In February 1865, United States Army Provost Marshal Major Graves arrested Pigott and Bell for treason against the United States - blockade running and transporting contraband supply and messages across enemy lines. Her US Army jailors released her some time later to her home. US Army soldiers searched Bell and released him when they found no contraband. While the Provost Marshall was looking for a woman to search Pigott, she allegedly swallowed some treason-incriminating messages and tore others into tiny pieces. The Provost Marshall detected her concealing about 30 pounds of contraband in her voluminous skirts. Secured in specially sewn pockets in her skirts and petticoats were: 1 pair boots, 2 pairs of pants, a shirt, a cap, a dozen linen collars, 12 hankies, 50 skeins of wool, needles, a lot of spools of thread, toothbrushes, hair combs, 3 pocket knives, several pairs of gloves, razors, and 4-5 pounds of candy.

==Trial==
The U.S. Army transported Pigott to New Berne to stand trial. They permitted her cousin, Mrs. Levi Woodburg Pigott, to accompany her. The U.S. Army jailed the two in the Jones House in New Berne. (It stands, today.) The women claimed one night someone tried to kill them with chloroform. They said that they broke a window in their room and took turns breathing fresh air until they were able to summon the guards' attention.

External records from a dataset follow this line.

PR #4253, opened 2024-10-29
Only show the site search results separator when input is focused

owenatgov:
Something we missed in #4220. We control how the separator is displayed via 2 accessible autocompelte states:

1. the input has `aria-expanded="true"`, indicating it has results
2. the input has `aria-expanded="false"` but also no `aria-describedby` attribute, indicating that the 'no results' dialog is visible

The 2nd state however is also true when a user has entered text into the input and clicked away, resulting in the border being visible when there's no dropdown:

site search with separator when there's no dropdown

This change uses `app-site-search__input--focused` as an additional hook for that state. We already do something similar for controlling the focus state of the input further down.

### DIFF
--- a/src/stylesheets/components/_site-search.scss
+++ b/src/stylesheets/components/_site-search.scss
@@ -65,7 +65,7 @@ $icon-size: 40px;
   // feature is still visible without this.
   &:has(
       .app-site-search__input[aria-expanded="true"],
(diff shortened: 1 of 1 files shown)


CharlotteDowns (approved):
Looks good to me 💪🏻

PR #4280, opened 2024-11-05
Remove njk suffix from task list index

owenatgov:
We no longer need this njk suffix since metalsmith does the nunjucks processing for us. I susepct this just got missed between the task list being a long contribution and us making changes to the website in the mean time.

Also reformats the list in the task list page. I'm not totally sure where this came from, possibly VS code automating formatting when it became a fully fledged markdown file. Far from an issue.


romaricpascal (approved):
Formatting was probably Prettier which runs on all Markdown files on commit (and possibly through VSCode as well, depending on your plugins).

Over the next month, the Provost Marshall scheduled Piggott for trial on several occasions, but she was never brought to trial. The U.S. Provost Marshall unexpectedly released Pigott to return home. After her release, the United States Army maintained surveillance over her activities until the Confederate States Army's defeat in 1865..

== Later life ==
Pigott never married and continued to live in her homeplace. She founded the Morehead City chapter of the United Daughters of the Confederacy, which was later named in her honor.

Emeline Jamison Pigott is buried near Emeline Place (street) in Morehead City. Her gravesite is guarded by a padlocked fence. As is a statue representing her Confederate Army Sgt. McRae, an artillery-shot away in Beaufort.